# [Prompt]
Return the lines of the data below exactly. Start at the first and end with the line containing "The reader currently".

# [Records for the exercise]

PR #253, opened 2026-08-27
perf(index): reuse primary-key index groups with retired source files

### LINKED ISSUE #252: [Improvement] Reuse primary-key sorted index after partial source retirement
### Search before asking

### Paimon-cpp version

Apache Paimon C++ `main` at `4027601`.

### Minimal reproduce step

1. Create a primary-key table and compact data files `A` and `B` into a positive level.
2. Build a source-backed scalar index payload whose immutable source metadata is `[A, B]`.
3. Commit an update which retires `A`, keeps `B` active with a deletion vector, and adds an uncovered replacement file `C`. The original payload remains active.
4. Scan an indexed predicate.

### What does not meet expectations?

The reader currently validates a payload only when its complete source list equals the current active source set of the whole level. It therefore rejects `[A, B]` against active `[B, C]` and turns both surviving indexed data and the new file into ordinary scans.

The payload still has a valid immutable ordinal namespace for `B`. The reader should reuse it for the active intersection, preserve the deletion vector on `B`, and leave only uncovered `C` on the ordinary scan path. Multiple retained payload groups should be accepted only when their active source intersections are disjoint; ambiguous overlap must continue to fall back.

### Anything else?

The fix can remain read-side only: no public API, storage format, or index protocol change is required.

- [x] I am willing to submit a PR.

wangyong9999:
### Purpose

Linked issue: close #252

A source-backed primary-key index payload uses one immutable ordered source list as its ordinal namespace. After an update retires only part of that list, the current reader requires the payload to equal the complete active source set of its data level. It rejects the still-valid payload and degrades every surviving indexed file to an ordinary scan. Query results remain correct; this PR only avoids that performance fallback.

The same optimization is tracked for Java and Python in [apache/paimon#9458](https://github.com/apache/paimon/issues/9458), with the aligned change in [apache/paimon#9460](https://github.com/apache/paimon/pull/9460).

**Key code and data-flow changes**

- Keep the payload's complete source list for group-ordinal localization, but compute coverage from its intersection with eligible active files at `source_meta.DataLevel()`.
- Preserve the existing one-group-per-level invariant. Multiple valid payload candidates for one level are rejected and fall back to an ordinary scan.
- Map an accepted group only to files allowed by `PrimaryKeyIndexSourcePolicy::ShouldRead`, using `data level + file name + row count` as the scan-side source identity.
- Preserve retired prefix or middle source offsets and deletion files when converting surviving files to `IndexedSplit`.
- Leave uncovered, newly written, or cross-level files on the existing ordinary-scan path.

This restores index reuse for surviving compact files without introducing a new writer lifecycle or allowing an uncovered file to depend on stale index metadata.

**Error and compatibility boundaries**

- Source names remain canonically ordered; an active source must match the payload's recorded row count.
- A payload with no active source at its metadata-declared level is rejected. A file with the same name and row count at another level cannot inherit the group.
- Invalid field/type metadata, row range, source metadata, or multiple candidates at one level fail closed to the existing ordinary scan.
- No public include API, storage format, index protocol, write path, or concurrency behavior changes.

### Tests

- Current x86_64 GCC 8 internal branch: focused `PkSortedBucketIndexStateTest.*:PrimaryKeySortedIndexScanTest.*` — 37/37 passed.
- Current x86_64 GCC 8 internal branch: full `core_test` — 1,747 passed, 100 skipped, 0 failed (1,847 total).
- Follow-up `DataLevel` binding regression set — 3/3 passed: cross-level source fallback, retired-source ordinal preservation, and wrong-level payload rejection.
- Added/retained coverage for partial active intersection, one group per level, metadata level mismatch, retired prefix/middle ordinal offsets, row-count mismatch, a mixed update with deletion-vector preservation, a non-eligible APPEND source, and cross-level source movement.
- `clang-format` dry-run and `git diff --check` pass.

### API and Format

No public include API, storage format, or index protocol changes. The change only broadens safe read-side reuse of one existing source-backed payload per level.

### Documentation

Updated the primary-key global-index user guide to describe immutable source groups, partial active coverage, the one-group-per-level boundary, declared-level validation, and fallback behavior.

### Generative AI tooling

### DIFF
--- a/src/paimon/core/index/pksorted/pk_sorted_bucket_index_state.cpp
+++ b/src/paimon/core/index/pksorted/pk_sorted_bucket_index_state.cpp
@@ -36,7 +36,6 @@ struct PayloadCandidate {
     std::shared_ptr<IndexFileMeta> payload;
     std::shared_ptr<PkSortedIndexGroup> group;
     std::vector<PrimaryKeyIndexSourceFile> active_sources;
-    bool conflicted = false;
 };
 }  // namespace
 
@@ -59,20 +58,9 @@ PkSortedBucketIndexState PkSortedBucketIndexState::FromActiveDataFiles(
             });
     }
 
-    std::map<std::string, int64_t> active_sources;
-    std::set<std::string> ambiguous_active_source_names;
-    for (const auto& level_sources : sources_by_level) {
-        for (const PrimaryKeyIndexSourceFile& source : level_sources.second) {
-            if (!active_sources.emplace(source.file_name, source.row_count).second) {
-                ambiguous_active_source_names.insert(source.file_name);
-            }
-        }
-    }
-
     // Keep the complete immutable source group for ordinal localization, but only claim the
-    // sources which are still active in this snapshot. Several disjoint groups may coexist
-    // after an update; no active source file may be claimed by two groups.
-    std::vector<PayloadCandidate> candidates;
+    // sources which are still active at the metadata-declared level in this snapshot.
+    std::map<int32_t, std::vector<PayloadCandidate>> candidates_by_level;
     std::vector<std::shared_ptr<IndexFileMeta>> rejected;
     for (const std::shared_ptr<IndexFileMeta>& payload : active_payloads) {
         if (payload == nullptr) {
@@ -91,21 +79,30 @@ PkSortedBucketIndexState PkSortedBucketIndexState::FromActiveDataFiles(
             continue;
         }
         PrimaryKeyIndexSourceMeta source_meta = std::move(source_meta_result).value();
+        auto active_level = sources_by_level.find(source_meta.DataLevel());
+        if (active_level == sources_by_level.end()) {
+            rejected.push_back(payload);
+            continue;
+        }
         const std::vector<PrimaryKeyIndexSourceFile>& payload_sources = source_meta.SourceFiles();
         bool valid_candidate = !payload_sources.empty();
         std::vector<PrimaryKeyIndexSourceFile> active_intersection;
+        size_t active_source_index = 0;
         for (size_t i = 0; valid_candidate && i < payload_sources.size(); i++) {
             const PrimaryKeyIndexSourceFile& source = payload_sources[i];
             if (i > 0 && payload_sources[i - 1].file_name >= source.file_name) {
                 valid_candidate = false;
                 break;
             }
-            auto active_source = active_sources.find(source.file_name);
-            if (active_source == active_sources.end()) {
+            while (active_source_index < active_level->second.size() &&
+                   active_level->second[active_source_index].file_name < source.file_name) {
+                active_source_index++;
+            }
+            if (active_source_index == active_level->second.size() ||
+                active_level->second[active_source_index].file_name != source.file_name) {
                 continue;
             }
-            if (active_source->second != source.row_count ||
-                ambiguous_active_source_names.count(source.file_name) > 0) {
+            if (active_level->second[active_source_index].row_count != source.row_count) {
                 valid_candidate = false;
                 break;
             }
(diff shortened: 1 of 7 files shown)


src/paimon/core/index/pksorted/pk_sorted_bucket_index_state.cpp
```diff
@@ -49,10 +59,20 @@ PkSortedBucketIndexState PkSortedBucketIndexState::FromActiveDataFiles(
...
-    // Match payloads against the expected level sources; anything that does not decode or
-    // does not exactly cover its level is rejected.
-    std::map<int32_t, std::vector<std::shared_ptr<IndexFileMeta>>> payloads_by_level;
-    std::map<int32_t, std::vector<PrimaryKeyIndexSourceMeta>> payload_metas_by_level;
+    std::map<std::string, int64_t> active_sources;
+    std::set<std::string> ambiguous_active_source_names;
+    for (const auto& level_sources : sources_by_level) {
+        for (const PrimaryKeyIndexSourceFile& source : level_sources.second) {
+            if (!active_sources.emplace(source.file_name, source.row_count).second) {
+                ambiguous_active_source_names.insert(source.file_name);
```
lxy-9602: Is ignoring `source_meta.DataLevel()` intentional to support metadata-only file upgrades? If so, could we add a regression test and document this behavior?

lxy-9602:
The current changes seem reasonable to me. That said, to avoid `PkSortedBucketIndexState` in C++ gradually diverging too much from the Java implementation and becoming harder to align later — for example, if additional features or refactors are introduced on the Java side in the future — I’d suggest merging this logic into `paimon-java` first, and then bringing it into C++.

src/paimon/core/index/pksorted/pk_sorted_bucket_index_state.cpp
```diff
@@ -71,39 +91,86 @@ PkSortedBucketIndexState PkSortedBucketIndexState::FromActiveDataFiles(
...
             rejected.push_back(payload);
             continue;
         }
-        payloads_by_level[source_meta.DataLevel()].push_back(payload);
-        payload_metas_by_level[source_meta.DataLevel()].push_back(std::move(source_meta));
+        candidates.push_back(
+            {payload, std::move(group), std::move(active_intersection), /*conflicted=*/false});
+    }
+
+    std::map<std::pair<std::string, int64_t>, std::vector<size_t>> candidates_by_source;
```
wangyong9999: The Java maintainer still keeps exactly one sorted-index group per level and rejects multiple units, so no current writer can produce this state. This conflict graph adds a C++-only lifecycle model beyond the partial-retirement fix. Could we keep the one-group-per-level invariant here and limit this PR to reusing that group’s active intersection?

wangyong9999: Updated. The same-level conflict graph and its multi-group test have been removed. The reader again accepts at most one payload group per level and only broadens reuse to that group’s eligible active intersection.

src/paimon/core/index/pksorted/pk_sorted_bucket_index_state.cpp
wangyong9999: Not intentional. The current revision now resolves the active set from `source_meta.DataLevel()` and rejects a payload whose declared level has no eligible active intersection. `RejectsPayloadForDifferentActiveDataLevel` covers the metadata-level mismatch.

wangyong9999:
Thanks. I narrowed the revision to preserve the existing one-group-per-level lifecycle and added strict `source_meta.DataLevel()` validation; it does not add a writer/protocol state or a C++-only multi-group model. The remaining change fixes C++ read-side validation of an already-written immutable source group after partial retirement. Because no Java behavior or persisted format changes, could this narrow reader correction proceed independently while keeping the Java/C++ lifecycle aligned?

wangyong9999:
I checked the current Paimon Java and Python readers and confirmed the same exact-active-set rejection there. I filed apache/paimon#9458 and opened the aligned Java/Python fix in apache/paimon#9460. This C++ branch now also binds scan-side source matching to the group's data level, with a regression test for a source moving to another level.

lxy-9602:
@wangyong9999 I’m not sure this is best described as a bug, since it doesn’t affect correctness and seems more like a performance fallback when the index is not applied. With that in mind, the current title may be slightly misleading.

Also, I think it may be better to wait for the Java side to land first before moving this forward, since the Java implementation covers more complex scenarios and the C++ path is currently a subset of that functionality. From what I can tell, the optimization on the C++ side looks reasonable, but I’d feel more comfortable waiting for full validation on the Java side before treating the overall behavior as fully confirmed. Thanks again for the patience here.

wangyong9999:
Agreed. This is a performance fallback, not a correctness issue. I changed the PR title to `perf`, changed both tracking issues to `Improvement`, and clarified that query results remain correct. The aligned Java/Python change is apache/paimon#9460; I will leave this PR pending until that change completes validation and lands, then update here. No further C++ behavior change is planned.

lxy-9602 (approved):
+1 Thanks for the adjustment!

# [Output for this exercise]
PR #253, opened 2026-08-27
perf(index): reuse primary-key index groups with retired source files

### LINKED ISSUE #252: [Improvement] Reuse primary-key sorted index after partial source retirement
### Search before asking

### Paimon-cpp version

Apache Paimon C++ `main` at `4027601`.

### Minimal reproduce step

1. Create a primary-key table and compact data files `A` and `B` into a positive level.
2. Build a source-backed scalar index payload whose immutable source metadata is `[A, B]`.
3. Commit an update which retires `A`, keeps `B` active with a deletion vector, and adds an uncovered replacement file `C`. The original payload remains active.
4. Scan an indexed predicate.

### What does not meet expectations?

The reader currently validates a payload only when its complete source list equals the current active source set of the whole level. It therefore rejects `[A, B]` against active `[B, C]` and turns both surviving indexed data and the new file into ordinary scans.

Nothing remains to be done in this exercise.